A code-excited linear prediction type speech signal decoding device that decodes a speech signal using information obtained from the speech signal encoding device according to claim 1 ,
Using the information obtained from the speech signal encoding apparatus according to claim 1, the sound and silence for determining whether the processing frame is a sound segment in which the speech signal is dominant or a silence segment in which the non-speech signal is dominant A determination means;
Characteristic conversion means for suppressing a high frequency band of a noise source vector obtained from a noise codebook in a silent section;
Noise generating means for generating a noise vector having a characteristic of complementing signal energy in a frequency band suppressed with respect to a noise source vector in a silent section;
Multiplication means for estimating a gain of a noise vector generated using information obtained from the speech signal encoding device of claim 1 and multiplying the noise vector;
An audio signal decoding apparatus comprising: addition means for adding generated noise to a sound source signal.
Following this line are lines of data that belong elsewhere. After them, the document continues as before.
PR #422, opened 2022-07-13
Complete rewrite of use cases page

MarkLodato:
* Replace the old "use cases" content a more useful categorization: first party, open source, or vendor. This breakdown better reflects the different challenges of each category.
* Replace the old contrived "case studies" with links to real-world case studies, one per category.
* Remove extra margin at bottom of each box.

**Note to reviewers:** I'm not 100% confident in this, so I'm looking for feedback as to whether this is an improvement over the previous version, or if you have other ideas on how best to represent these ideas.


docs/use-cases.md
```diff
@@ -1,132 +1,135 @@
...
+</div>
+
+</div>
+<div class="md:w-2/3">
+
+<!--
+SLSA can be used entirely within an organization to reduce the risk of tampering
+by insiders or compromised insider credentials. In other words, SLSA protects
+an organization's first party software.
+-->
```
joshuagl, line 36: nit: should this be removed?

joshuagl (approved):
Thank you Mark. IMO this is an improvement. I like the much briefer page you have authored and very much prefer linking to real-world case studies, it's great that we have several to choose from now.

Aside, and only a minor nit: I have no idea if there's a matching number of opening and closing `<div>` elements. 😕

docs/use-cases.md
MarkLodato: Oops! Thanks for catching. Removed.

MarkLodato:
> Aside, and only a minor nit: I have no idea if there's a matching number of opening and closing `<div>` elements.

Yeah, this setup drives me insane. I really want to have a proper CSS so that we can write plain Markdown, rather than littering it with lots of HTML that does styling.

MarkLodato:
I'll leave this open for another day at least to give others time to comment, then merge if there's nothing more.

PR #437, opened 2022-07-22
Remove protocol and domain from internal links

joshuagl:
This makes disconnected local development more reliable


MarkLodato (approved):
Thanks!

PR #438, opened 2022-07-22
Move attestation model into the site

joshuagl:
This moves the attestation model, referenced from the Provenance and VSA pages, into the main site so we are not bouncing readers who follow the link to the GitHub repository.

Fixes #323

PR #444, opened 2022-07-25
RFC: Support markdown in hero_text for specification and standard?

joshuagl:
While playing around with layout for the Software attestations page in #438 I discovered that the `hero_text` did not support Markdown formatting. This PR enables support for Markdown in the `hero_text`. As I ultimately did not need it for #438 I pulled it out into a separate PR to see whether it's considered useful?


MarkLodato (approved):
LGTM. Thanks!

PR #446, opened 2022-07-25
Create verification summary specification v0.2

AdamZWu:
Introduces `resource_uri` field in predicate to hold the resource URI used for verification, instead of the statement field `subject.name`.

### DIFF
--- a/docs/verification_summary/v0.2-draft.md
+++ b/docs/verification_summary/v0.2-draft.md
@@ -3,6 +3,11 @@ title: SLSA Verification Summary Attestation (VSA)
 layout: standard
 hero_text: Verification summary attestations communicate that an artifact has been verified at a specific SLSA level and details about that verification.
 ---
+
+**IMPORTANT:** This is a DRAFT version of the VSA spec that is **subject to
+change.** Once this version is finalized, the "-draft" suffix will be removed.
+For the latest stable version, see [v0.1](0.1).
+
 <details class="mt-12">
 <summary>Note about 0.x versions</summary>
 
@@ -68,8 +73,8 @@ all of an artifact’s _transitive_ dependencies.  The verifier does this by
 either a) verifying the provenance of each non-source dependency listed in
 the [materials](/provenance/v0.2#materials) of the artifact
 being verified (recursively) or b) matching the non-source dependency
-listed in `materials` (by subject.digest == materials.digest and, ideally,
-subject.name == materials.uri) to a VSA _for that dependency_ and using
+listed in `materials` (by `subject.digest` == `materials.digest` and, ideally,
+`vsa.resource_uri` == `materials.uri`) to a VSA _for that dependency_ and using
 `vsa.policy_level` and `vsa.dependency_levels`.  Policy verifiers wishing
 to establish minimum requirements on dependencies SLSA levels may use
 `vsa.dependency_levels` to do so.
@@ -84,18 +89,19 @@ to establish minimum requirements on dependencies SLSA levels may use
 // Standard attestation fields:
 "_type": "https://in-toto.io/Statement/v0.1",
 "subject": [{
-  "name": <artifact-URI-in-request>,
+  "name": <NAME>,
   "digest": { <digest-in-request> }
 }],
 
 // Predicate
-"predicateType": "https://slsa.dev/verification_summary/v0.1",
+"predicateType": "https://slsa.dev/verification_summary/v0.2-draft",
 "predicate": {
   // Required
   "verifier": {
     "id": "<URI>"
   },
   "time_verified": <TIMESTAMP>,
+  "resource_uri": <artifact-URI-in-request>,
   "policy": {
     "uri": "<URI>",
     "digest": { /* DigestSet */ }
@@ -161,6 +167,11 @@ of the other top-level fields, such as `subject`, see [Statement]._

A step of calculating a linear prediction coefficient by performing a linear prediction analysis process on the input speech signal in units of processing frames; and the linear prediction coefficient for the adaptive sound source and the noise sound source stored in the adaptive code book and the noise code book Obtaining a coded synthesized sound by performing a filtering process using, obtaining gains of the adaptive sound source and the noise sound source, and a code between the synthesized sound and the input speech signal obtained using the gains Searching for codes and gains of the adaptive sound source and the noise sound source that minimize the quantization distortion, applying an auditory weighting process to the input sound signal and the synthesized sound, and processing frames of the input sound signal Determining whether the voice signal is dominant or the non-voice signal is silent. When the determination has been processed frame that is input as the input audio signal, the filter characteristic of the auditory weighting filter, and converting to suppress the high frequency band, the processing frame which is determined to be silent section A step of suppressing a high frequency band of a noise excitation vector output from the noise codebook among the adaptive codebook and noise codebook provided to generate excitation information when input as an input speech signal; An audio signal encoding method comprising:

A procedure for calculating a linear prediction coefficient by performing linear prediction analysis processing on the input speech signal in units of processing frames for an input speech signal, and the adaptive sound source and the noise sound source stored in the adaptive code book and the noise code book A procedure for obtaining a coded synthesized sound by performing a filtering process using a linear prediction coefficient, obtaining gains of the adaptive sound source and the noise sound source, and obtaining the synthesized sound obtained using the gain and the input speech signal A procedure for searching for codes and gains of the adaptive sound source and the noise sound source that minimize the coding distortion between them, a procedure for performing auditory weighting processing on the input sound signal and the synthesized sound, and the input sound signal A procedure for determining whether the processing frame is a voiced section in which the audio signal is dominant or a silent section in which the non-voice signal is dominant, and a silent section When the constant is a processing frame is input as said input audio signal, the filter characteristic of the auditory weighting filter, and the procedure for converting to suppress the high frequency band, the processing frame which is determined to be silent section input A step of suppressing a high frequency band of a noise excitation vector output from a noise codebook among adaptive codebooks and noise codebooks provided for generating excitation information when input as a speech signal Program to let you.